A whole 4-pound chicken, cut into 8 pieces, can be used instead of the chicken parts. Skinless chicken pieces are also an acceptable substitute, but the meat will come out slightly drier. A Dutch oven with an 11-inch diameter can be used in place of the straight-sided sauté pan.

Ingredients
Instructions

·         1. Whisk 1 cup buttermilk, 1 tablespoon salt, hot sauce, 1 teaspoon black pepper, ¼ teaspoon garlic powder, ¼ teaspoon paprika, and pinch of cayenne together in large bowl. Add chicken and turn to coat. Refrigerate, covered, at least 1 hour or up to overnight.

·         2. Adjust oven rack to middle position and heat oven to 400 degrees. Whisk flour, baking powder, 1 teaspoon salt, and remaining 2 teaspoons black pepper, ¾ teaspoon garlic powder, ¾ teaspoon paprika, and remaining cayenne together in large bowl. Add remaining ¼ cup buttermilk to flour mixture and mix with fingers until combined and small clumps form. Working with 1 piece at a time, dredge chicken pieces in flour mixture, pressing mixture onto pieces to form thick, even coating. Place dredged chicken on large plate, skin side up.

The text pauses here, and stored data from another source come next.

PR #4590, opened 2017-02-24
Change EC2 WindowsPasswordTimeout to 20 minutes

richardowen:
10 minutes is often exceeded when using a custom source AMI which has been sysprepped.

Packer's log message already reads:

"It is normal for this process to take up to 15 minutes, but it usually takes around 5."

Increasing the timeout to 20 minutes allows this to work more often. The packer documentation already states that this timeout defaults to 20 minutes (but is currently incorrect - the default is actually 10 minutes).


rickard-von-essen:
Thanks! 👍

PR #4592, opened 2017-02-24
Ovfexportpath localoutputdir

### LINKED ISSUE #3896: Feature request: Define output directory for the exported virtual machine

jimmythedog:
Sets a `localDir` to what is defined in `output_dir`.
There are two types of directories when building remotely:

1. `OutputDir` is the remote directory when the vm configuration files are stored in the datastore
1. `localDir` is where the vm is exported to
Before this change, there was no separation of the two types, and they were set to the same value (and, actually, `output_dir` was being overwritten with `vm_name` when building remote)

Note that I do not have Workstation to test it locally, so if someone could do that, it would be a big help to ensure I haven't broken local builds

Closes #3896


mwhooker:
Hey, thanks for the patch! One thing I want to note is I'm pretty sure this is equivalent to setting

```go
outputPath := c.OutputDir
```

Which I think might actually be the correct behavior. I want to hold off on merging something like this until I (or someone else) can test more thoroughly

jimmythedog:
Hi Matthew,
I'm not sure it is the same TBH
When using remote ESX, `c.OutputDir` is the *remote* directory, and `step_export.go` requires the *local* output directory

HTH - Kevin

jimmythedog:
Now that I'm getting to know the packer code a bit better, I can see a simpler way to fix this problem - e851efb commit should now fix the problem, but with less change to the main code branch

mwhooker:
awesome! this looks a lot better.

Taking your progress one step further, what do you think of this?

```diff
diff --git a/builder/vmware/iso/builder.go b/builder/vmware/iso/builder.go
index 7d3b93a..eaf0ed6 100755
--- a/builder/vmware/iso/builder.go
+++ b/builder/vmware/iso/builder.go
@@ -305,6 +305,7 @@ func (b *Builder) Run(ui packer.Ui, hook packer.Hook, cache packer.Cache) (packe
                &StepExport{
                        Format:     b.config.Format,
                        SkipExport: b.config.SkipExport,
+                       OutputDir:  b.config.OutputDir,
                },
        }

diff --git a/builder/vmware/iso/step_export.go b/builder/vmware/iso/step_export.go
index 734158b..c6eb1f9 100644
--- a/builder/vmware/iso/step_export.go
+++ b/builder/vmware/iso/step_export.go
@@ -17,6 +17,7 @@ import (
 type StepExport struct {
        Format     string
        SkipExport bool
+       OutputDir  string
 }

 func (s *StepExport) generateArgs(c *Config, outputPath string, hidePassword bool) []string {
@@ -61,7 +62,13 @@ func (s *StepExport) Run(state multistep.StateBag) multistep.StepAction {
        }

        // Export the VM
-       outputPath := filepath.Join(c.VMName, c.VMName+"."+s.Format)
+
+       var outputPath string
+       if s.OutputDir == "" {
+               outputPath = filepath.Join(c.VMName, c.VMName+"."+s.Format)
+       } else {
+               outputPath = s.OutputDir
+       }

        if s.Format == "ova" {
                os.MkdirAll(outputPath, 0755)
```

This way it keeps the existing behavior, unless you set your own outputdir. It also passes in the output dir to the step instead of using the state bag

jimmythedog:
Many thanks for your comments @mwhooker 

- I've changed `step_export` to use the new `OutputDir` field in the `StepExport` struct
- I also set a default value if it's not set, though I don't think that would happen as that's [already covered here?](https://github.com/mitchellh/packer/blob/master/builder/vmware/common/output_config.go#L15)
- I did not append the vmname & format to the output directory, as that just introduces another (empty) level of depth to the output directory, which also causes it to behave differently to other builders
- Finally, I used [`exportOutputPath` when resetting the `OutputDir`](https://github.com/mitchellh/packer/blob/master/builder/vmware/iso/builder.go#L333), as that was part of the original bug i.e. `b.config.OutputDir` is being [altered when it's a remote build](https://github.com/mitchellh/packer/blob/master/builder/vmware/iso/builder.go#L204)

Please let me know if you have anything else?

relaxdiego:
Works as advertised! 👍

mwhooker:
@relaxdiego were you able to test on esxi, or locally?

relaxdiego:
@mwhooker we use this patch on our ESXi build server.

mwhooker:
@relaxdiego thanks!

Unless I'm mistaken, this changes behavior in a backwards incompatible way. On that assumption, I think we need to move this to the 1.1 release, which shouldn't be too far out. If I'm mistaken, please let me know

relaxdiego:
@mwhooker it doesn't matter much to me when the patch will be merged since i'm using a custom packer for now. However, since the behavior prior to this patch is a bug and, therefore, was broken to begin with, shouldn't this be part of a patch release?

From the packer docs:

```
This is the path to the directory where the resulting virtual machine will be created. This may be relative or absolute. If relative, the path is relative to the working directory when packer is executed.
```

Either way works for me though. Just thought I'd point this out. Thanks again for this cool project! :-)

relaxdiego:
@mwhooker when will this get released?

DLWood1001:
I would love to see this released as well. Any idea when?

mwhooker:
You can check the release date on the milestone, which is sept 6. https://github.com/hashicorp/packer/milestone/24

Release dates can change, but usually get more accurate with time!

PR #4594, opened 2017-02-24
azure: Use a more long term image sku

boumenot:
Move from 16.04.0-LTS to 16.04-LTS, which should track the latest LTS
changes better.

Move to a recommended VM size.


boumenot:
The whitespace really over inflated this change.

/cc @paulmey

mwhooker:
> The whitespace really over inflated this change.
https://github.com/mitchellh/packer/pull/4594/files?w=1 ftw

paulmey:
Is this a line ending thing? The white space seems the same?
Anyway, the real change LGTM

PR #4603, opened 2017-02-27
install putty on appveyor

mwhooker:
WIP


mwhooker:
doesn't seem to fix it

PR #4035, opened 2016-10-21
Use SSH agent when enabled for bastion step

dacamp:
If `!config.SSHDisableAgent` && `SSH_AUTH_SOCK` exists, add the ssh agent as an additional `ssh.AuthMethod` while connecting to the bastion proxy.

I realize there's some overlap here with [communicator/ssh/communicator.go#L326](https://github.com/mitchellh/packer/blob/master/communicator/ssh/communicator.go#L326).  If that's a concern, this function can be moved into the `ssh` package and exported.

I also added some additional `sshBastionConfig` testing.

Thanks!

PR #4605, opened 2017-02-27
Use SSH agent when enabled for bastion step

dacamp:
Fixes Windows issues uncovered during #4035 #4598.  I've also reached out to AppVeyor for a better solution.

> If !config.SSHDisableAgent && SSH_AUTH_SOCK exists, add the ssh agent as an additional ssh.AuthMethod while connecting to the bastion proxy.
>
> I realize there's some overlap here with communicator/ssh/communicator.go#L326. If that's a concern, this function can be moved into the ssh package and exported.
>
>I also added some additional sshBastionConfig testing.


mwhooker:
see #4606

PR #4612, opened 2017-03-01
document how aws-sdk uses the shared credentials file

### LINKED ISSUE #4553: builder/amazon: Docs for creadential chain is wrong and missing details
The [docs](https://www.packer.io/docs/builders/amazon.html) states:

> Automatic Lookup
> 
> If no AWS credentials are found in a packer template, we proceed on to the following steps:
> 
> - Lookup via environment variables.
>         First AWS_ACCESS_KEY_ID, then AWS_ACCESS_KEY
>         First AWS_SECRET_ACCESS_KEY, then AWS_SECRET_KEY
> 
>  - Look for local AWS configuration files
>         First ~/.aws/credentials
>         Next based on AWS_PROFILE
> 
>   - Lookup an IAM role for the current EC2 instance (if you're running in EC2)
 
1. The order of `~/.aws/credentials` and `AWS_PROFILE` is incorrect and `AWS_PROFILE` uses the shared credentials.

2. `profile` is missing from the docs.

mwhooker:
from https://docs.aws.amazon.com/sdk-for-go/api/aws/credentials/\#SharedCredentialsProvider

Closes #4553

The docs in master are a little confusing (bad copy & paste job I suspect), but I think generally correct.

I'm not sure I want to document the `"profile"` key in the aws builders, since I don't understand it. It looks like it was added in #3143

### DIFF
--- a/website/source/docs/builders/amazon.html.md
+++ b/website/source/docs/builders/amazon.html.md
@@ -81,8 +81,8 @@ following steps:
     - Looks for the credentials file in the `AWS_SHARED_CREDENTIALS_FILE`
       environment variable, and if that's empty, use the default credentials
       file (`.aws/credentials`) in the user's home directory.
-    - Uses the profile set in the `AWS_PROFILE` environment variable. If the
-      environment variable is not set, uses "default" as the profile.
+    - Uses the profile name set in the `AWS_PROFILE` environment variable. If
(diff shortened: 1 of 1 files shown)


rickard-von-essen:
@mwhooker could you hold of on this. I'm just about to open another PR that conflicts and fixes the in another way.

mwhooker:
Np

·         3. Heat oil in 11-inch straight-sided sauté pan over medium-high heat to 375 degrees. Carefully place chicken pieces in pan, skin side down, and cook until golden brown, 3 to 5 minutes. Carefully flip and continue to cook until golden brown on second side, 2 to 4 minutes longer. Transfer chicken to wire rack set in rimmed baking sheet. Bake chicken until instant-read thermometer inserted into thickest part of chicken registers 160 degrees for breasts and 175 for legs and thighs, 15 to 20 minutes. (Smaller pieces may cook faster than larger pieces. Remove pieces from oven as they reach -correct temperature.) Let chicken rest 5 minutes before serving.

Technique

·         A Better, Easier Approach to Fried Chicken

We fine-tuned the first part of our fried chicken recipe to achieve well-seasoned meat with a thick coating tailor-made to turn craggy and crunchy—then revolutionized how we cooked it.

1. BRINE IN BUTTERMILK

Soaking the chicken in seasoned buttermilk both enhances flavor and ensures that the meat retains moisture.

2. COAT IN BUTTERMILK

Adding a little buttermilk to the dry ingredients of the coating creates irregular texture, which translates to extra crunch.

3. START ON STOVETOP

Frying in 1 3/4 cups of oil jumpstarts a super-crisp coating with minimal cleanup.

4. FINISH IN OVEN

Transferring the chicken to a 400-degree oven allows it to cook through without overbrowning.

Technique

·         Oil Shortage

Property frying chicken from start to finish using traditional methods requires lots of messy oil. Our hybrid stove-to-oven method cuts it way back.

TRADITIONAL WAY

5 cups oil

OUR WAY

1 3/4 cups oil

Technique

·         Salting the Milk

In fried chicken recipes, soaking the chicken in buttermilk is a standard approach that helps tenderize the meat (mainly the outer layers). But is adding salt to the buttermilk really necessary to ensure meat that’s also juicy?

EXPERIMENT

We cooked four batches of chicken side by side. Three of them were soaked for an hour, one in a solution of buttermilk and salt, one in only buttermilk, and one in a plain saltwater solution. The fourth was not soaked. All of the chicken was dredged in flour before frying.

RESULTS

The unsoaked chicken was dry and tough. The saltwater-soaked chicken was moist but a bit rubbery. The chicken soaked in plain buttermilk, while tender, was not terribly moist. Only the chicken soaked in salted buttermilk came out both tender and moist.

EXPLANATION

Buttermilk and salt play equally important roles here. Buttermilk contains lactic acid, which activates the cathepsin enzymes naturally present in meat as it penetrates mostly the outer layers of the chicken. These enzymes break down proteins into smaller molecules, tenderizing the meat. (We’ve found that strong acids such as wine and vinegar can break down so many proteins that the meat turns mushy, but the lactic acid in buttermilk is too weak to have this effect.) Just as in a traditional brine, the salt helps change the protein structure of meat so that it can retain more moisture as it cooks, producing noticeably juicier results.